I was not able to install the jdk as a "package", but rather as a "distfile" according to instructions. I had to workaround the fact that the tzupdater tarball is now 1.3.45-20011n as show in:
http://lists.freebsd.org/pipermail/freebsd-ports-bugs/2011-December/224490.html

Thanks


----------



## achix (Jan 18, 2012)

memsize, running diablo on 9.0 is just suicidal, and means only looking for trouble. 
http://www.freebsdfoundation.org/downloads/java.shtml

[CMD="portmaster"]/usr/ports/java/openjdk6[/CMD] and off you go!


----------



## SirDice (Jan 18, 2012)

Note that you require java/diablo-jdk16 to be able to build java/openjdk6.


----------



## bigearsbilly (Jan 18, 2012)

I had another post and I followed achix advice. I just did a make install in java/openjdk6. It went cleanly with no manual intervention, though I have been struggling lately and still have: /usr/ports/distfiles/tzupdater-1_3_45-2011n.zip and a few others, even though I did a *make distclean*. So I don't know if they helped on that score.

(I spent yesterday messing about with various java ports etc.)

Probably a good idea to update your ports tree first.
[CMD=]port fetch update[/CMD]
before you even think of starting.


----------



## achix (Jan 18, 2012)

SirDice said:
			
		

> Note that you require java/diablo-jdk16 to be able to build java/openjdk6.
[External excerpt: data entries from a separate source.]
PR #28, opened 2022-07-18
Add auto-expiration to the cache implementation

sethvargo:
The original cache implementation was inspired by the Exposure Notifications cache implementation, which specifically didn't have a requirement for expiring cache entires because public keys were rotated infrequently and the services restart frequently. Since this is a general-purpose TTL cache now, we need expiration.

Introducing expiration means we need a background goroutine to manage expiration. This necessitates the introduction of a `Stop()` function to terminate the cacher when the system is shutting down. It also requires some more careful locking around when sweeping occurs.

To minimize lock contention, this implementation uses a linked list to keep track of cache items as they are inserted into the cache. New items are inserted at the end of the list, and the sweep operation reads from the beginning until it reaches a non-expired item. This avoids needing to read every item in the cache map (which is unordered) at the cost of additional memory overhead to maintain the order. Since we already have to allocate onto the heap for the cache, the linked list is primarily pointers instead of values.

Other high-level changes:

-   `Set()` no longer returns an error. It never should have.
-   Internal storage uses `time.Time` instead of an int to account for clock skew.


cache/cache.go
```diff
@@ -61,76 +63,97 @@ func New[T any](expireAfter time.Duration) *Cache[T] {
...
-// If there is a race, and the item has been refreshed, it will not be purged.
-func (c *Cache[T]) purgeExpired(name string, expectedExpiryTime int64) {
-	c.mu.Lock()
-	defer c.mu.Unlock()
 
-	if item, ok := c.data[name]; ok && item.expiresAt == expectedExpiryTime {
-		// found, and the expiry time is still the same as when the purge was requested.
-		delete(c.data, name)
+	// Start the sweep, with a minimum sweep of 50ms.
+	sweep := expireAfter / 4.0
```
raserva, line 73: Why a quarter of expireAfter? I do understand why we would want to do sweeps more quickly than the expiry time, although i'm curious why specifically its a quarter. Is this just a number picked out of the air?

cache/cache.go
```diff
@@ -61,76 +63,97 @@ func New[T any](expireAfter time.Duration) *Cache[T] {
...
+	if min := 50 * time.Millisecond; sweep < min {
```
raserva, line 74: Same question about why 50 ms. I would expect, for example, a cache of public keys could get away with a longer time without issue.

cache/cache.go
```diff
@@ -61,76 +63,97 @@ func New[T any](expireAfter time.Duration) *Cache[T] {
...
-// Clear removes all items from the cache, regardless of their expiration.
+// Clear removes all items from the cache, regardless of their expiration. Note
+// this is different from Stop() which deletes all cached items and prevents new
+// items from being added.
 func (c *Cache[T]) Clear() {
 	c.mu.Lock()
 	defer c.mu.Unlock()
-	c.data = make(map[string]item[T])
+
+	if c.isStopped() {
```
raserva, line 101: We have a lot of handling for stopping the cache. I'm a bit curious the use case we expect - i can't think of cases where i'd want to stop the cache without shutting down my application.

cache/cache.go
```diff
@@ -38,21 +39,22 @@ type Func[T any] func() (T, error)
 // For performance, it's strongly recommended that you store pointers to objects
 // instead of actual objects.
 type Cache[T any] struct {
-	data        map[string]item[T]
+	// data is the actual internal cache storage.
+	data map[string]*cacheListItem[T]
+
+	// head points to the head of the linked list, tail points to the tail.
+	head, tail *cacheListItem[T]
```
raserva, line 46: So, if we're trying to make a generalizable cache that is time-based, i question using a linked list. That is the typical implementation for LRUs, so i understand why it was added. But i would expect that in a truly generalizable time-based cache implementation, i would be able to specify different expiration times for different pieces of data. We don't necessarily have to implement that now, but if we wanted to support that, it wouldn't fit will with the linked-list based implementation, which would assume that items are in order of expiration.

raserva (commented):
I mentioned this over chat - but i think its worth documenting why we're creating our own cache, rather than using an existing one.

cache/cache.go
```diff
@@ -139,40 +162,163 @@ func (c *Cache[T]) WriteThruLookup(name string, primaryLookup Func[T]) (T, error
...
+
+	c.set(name, object, now)
+}
+
+func (c *Cache[T]) set(name string, object T, now time.Time) {
+	// Calculate expiration after acquiring a lock. The item is valid from when
+	// insertion started, not when insertion finishes.
+	exp := now.Add(c.expireAfter)
+
+	node, ok := c.data[name]
```
mikehelmick, line 208: There is a bug here - if the value is found, the node that is being pointed to is reused but not _moved_ in the list. 

This actually breaks the linked list chain an keeps it at it's current spot, blocking further cleanup.

mikehelmick (changes requested):

cache/cache.go
sethvargo: It gives us a margin of error above 1/2, but doesn't put crazy pressure on the CPU for small expiration times.

cache/cache.go
sethvargo: I expect most caches to be O(minutes) or O(hours). This is guarding against a case where someone makes a cache of 1ns and then we expect the sweep to happen more often than is physically possible. Even for small values (e.g. 10ms), we want to avoid pegging the CPU. The cache still checks if items are expired before returning them, so there's a guard against returning an item that should have been expired.

cache/cache.go
sethvargo: Yea, you should really only terminate the cache if you're:

1. shutting down
2. creating an entirely new cache (e.g. to change the TTL)

Without this logic, you'd get really difficult to diagnose NPEs since we want to zero out as much of the old cache as possible to enable efficient GC. While still a panic, this is a consistent and debuggable panic.

cache/cache.go
sethvargo: Yes, if we went with a generic TTL-based cache where individual items could have their own TTLs, we'd probably switch to a heap to make walking more efficient. I don't think we need that optimization here yet.

cache/cache.go
```diff
@@ -61,76 +63,97 @@ func New[T any](expireAfter time.Duration) *Cache[T] {
...
+	return c
 }
 
-// Size returns the number of items in the cache.
+// Size returns the current number of items in the cache.
 func (c *Cache[T]) Size() int {
 	c.mu.RLock()
 	defer c.mu.RUnlock()
+
+	if c.isStopped() {
```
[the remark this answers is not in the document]
sethvargo: All these checks are pre-subposed on the mutex being held, so I don't think that race can actually happen.

cache/cache.go
```diff
@@ -139,40 +162,163 @@ func (c *Cache[T]) WriteThruLookup(name string, primaryLookup Func[T]) (T, error
...
 
-	c.data[name] = item[T]{
-		object:    object,
-		expiresAt: time.Now().Add(c.expireAfter).UnixNano(),
+	if !atomic.CompareAndSwapUint32(&c.stopped, 0, 1) {
+		return
+	}
+	close(c.stopCh)
+
+	for k, v := range c.data {
```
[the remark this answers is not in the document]
sethvargo: Yup lol

cache/cache.go
sethvargo: Addressed, with many more tests.

cache/cache.go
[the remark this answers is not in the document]
sethvargo: De-duped.

cache/cache.go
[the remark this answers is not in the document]
sethvargo: I like comments.

cache/cache.go
NishThakkar: I recommend adding the "why" as a code comment, so someone years later knows the context and can make a change if needed.

cache/cache.go
NishThakkar: I recommend adding the "why" as a code comment, so someone years later knows the context and can make a change if needed.

raserva (approved):

cache/cache.go
sethvargo: Commented inline

cache/cache.go
sethvargo: Commented inline

PR #32, opened 2022-09-13
Fix missing docstrings, improve test coverage, and improve error mess…

drevell:
…age for nonexistent mysql version

### DIFF
--- a/mysqltest/config.go
+++ b/mysqltest/config.go
@@ -24,6 +24,8 @@ type config struct {
 	progressLogger Logger
 }
 
+// Logger allows the caller to optionally provide a custom logger for printing status updates about
+// MySQL startup progress. The default is to use the go "log" package.
 type Logger interface {
 	Printf(fmtStr string, args ...any)
 }
@@ -44,6 +46,8 @@ func buildConfig(opts ...Option) *config {
 	return config
 }
 
+// Option sets a configuration option for this package. Users should not implement these functions,
+// they should use one of the With* functions.
 type Option func(*config) *config
 
 // WithKillAfterSeconds is an option that overrides the default time period after which the mysql docker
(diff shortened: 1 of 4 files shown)


mysqltest/config.go
```diff
@@ -68,6 +72,15 @@ func WithVersion(v string) Option {
 	}
 }
 
+// WithLogger overrides the default logger. This logger will receive messages about MySQL startup
+// progress. The default is to use the go "log" package.
+func WithLogger(l Logger) Option {
```
sethvargo, line 77: No action, but you should check out jba's slog proposal on the Go repo if you're interested for structured logging in the stdlib.

mysqltest/mysqltest_test.go
```diff
@@ -0,0 +1,66 @@
...
+	}
+	if conf.mySQLVersion != "2" {
+		t.Errorf(`got mySQLVersion=%v", want "2"`, conf.mySQLVersion)
+	}
+	if _, ok := conf.progressLogger.(*fakeLogger); !ok {
+		t.Errorf("got progressLogger type %T, want %T", conf.progressLogger, logger)
+	}
+}
+
+type fakeLogger struct{}
```
sethvargo, line 64: For testing, we might want to create a `testLogger` that calls `t.Log`. That way we see the log output on test failures:

```go
type testLogger struct {
  tb testing.TB
}

func (l *testLogger) Printf(msg string, args ...any) {
  l.tb.Logf(msg, args...)
}
```

Then &testLogger{t} should just work.

sethvargo (approved):

yolocs (approved):
Side feature request: I wonder if it's reasonable to allow images not on docker registry (e.g. GCR mirror). E.g. GCR/AR probably have better reliability.

mysqltest/config.go
drevell: Thanks, I hadn't seen that but I welcome it. https://github.com/golang/go/discussions/54763 for posterity.

mysqltest/mysqltest_test.go
drevell: Done, thanks for the idea.

drevell:
> Side feature request: I wonder if it's reasonable to allow images not on docker registry (e.g. GCR mirror). E.g. GCR/AR probably have better reliability.

Hmm good point, I hadn't given much thought to reliability of docker image downloads.

PR #33, opened 2022-09-15
feat: add config loader util

yolocs:


cfgloader/cfgloader.go
```diff
@@ -0,0 +1,114 @@
...
+// The given config type must have the yaml tags to load from yaml bytes.
+// It must have the [env tag] to load from env vars. E.g.
+//
+//	type Cfg struct {
+//		StrVal string `yaml:"str_val,omitempty" env:"STR_VAL,overwrite,default=foo"`
+//		NumVal int    `yaml:"num_val,omitempty" env:"NUM_VAL,overwrite,default=1"`
+//	}
+//
+// [env tag]: https://github.com/sethvargo/go-envconfig
+func Load(ctx context.Context, cfg any, opt ...Option) error {
```
capri-xiyue, line 81: Do we need to enforce `cfg` to implement the Validatable interface and use Validatable as the type of cfg instead of any?

yolocs: No, we don't have to ask every config to implement `Validate` func. At the bottom of the func, I assert the interface and only call `Validate` if implemented.

capri-xiyue: ack

sethvargo:
So, I think this is fine. But in reality, each project should probably define it's own config via `NewConfig` that has defaults. It's fine if those functions call envconfig to produce the defaults, but it seems weird to centralize this in pkg.

yolocs:
> So, I think this is fine. But in reality, each project should probably define it's own config via `NewConfig` that has defaults. It's fine if those functions call envconfig to produce the defaults, but it seems weird to centralize this in pkg.

As long as we have a consistent way to set defaults, I'm good. At the moment, pretty much every config we have uses `envconfig` - for one we need it to load overwrites from env vars, for two we use it to set defaults. This makes me think it might be a good idea to have the loading logic as a common functionality.

sethvargo:
The thing I'm concerned with is that we might be conflating two things.

1. **Default config** - this should be "constant" within a versioned release regardless of the environment. In other words, we should _only_ care about the `default=` part of envconfig. We could accomplish this by processing the struct with a `nil` `MapLookuper`.
2. **Compiled config** - this should be the callers' specific config, based on the environment + falling back to the defaults if unspecified.

sqin2019 (approved):

yolocs:
Let me discuss this with you offline. I don't immediately see why they're conflating.

sethvargo (approved):

yolocs:
@sethvargo Clarified usage as we discussed.

PR #34, opened 2022-09-22
Update all dependencies to their latest versions

sethvargo:


.github/workflows/go-lint.yml
```diff
@@ -70,7 +70,6 @@ jobs:
               "bidichk",
               "bodyclose",
               "containedctx",
-              "deadcode",
```
sethvargo, line 73: These are deprecated and replaced by "unused" (which we already have).

drevell (approved):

Any of the : (an older) openjdk6, jdk1.6.0, diablo-jdk1.6.0 can bootstrap (a newer) openjdk6.


----------



## numpad5 (Jan 18, 2012)

On FreeBSD 8.2 I use oracle linux jre/jdk for nonweb apps (like Art Of Illusion for example), you just need linux compat with linprocfs and linsysfs if I remember correctly the way I installed it, download the linux jre/jdk you want from oracle and run the .bin file so that it extracts after chmod +x, for some reason the sunjdk installer in ports wasn't extracting rt.jar at the time, because of a license disclaimer check Y/N choice or something in the installer, but just downloading and running makes it work most of the time.  I haven't tried this with any web java apps but I imagine it should work with linux firefox too (I'm running firefox 8 still and might check on my 8.2 system later)


----------



## halplus (Jan 19, 2012)

Deploying java in Freebsd FreeBSD has always been a nightmare. All of my computers have it installed and I always need to refresh the steps, agree to the license and manually download source packages here and there. I think that is taking away users from the FreeBSD world alone. I think would be great if in the future this process is made easier maybe jumping into classpath/apache harmony [seems to be dead as http://harmony.apache.org/  ] or something like that.


----------



## achix (Jan 19, 2012)

halplus said:
			
		

> Deploying java in Freebsd has always being a nightmare. All of my computers have it installed and I always need to refresh the steps agree to the license and manually download source packages here and there. I think that is taking away users from the FreeBSD world alone.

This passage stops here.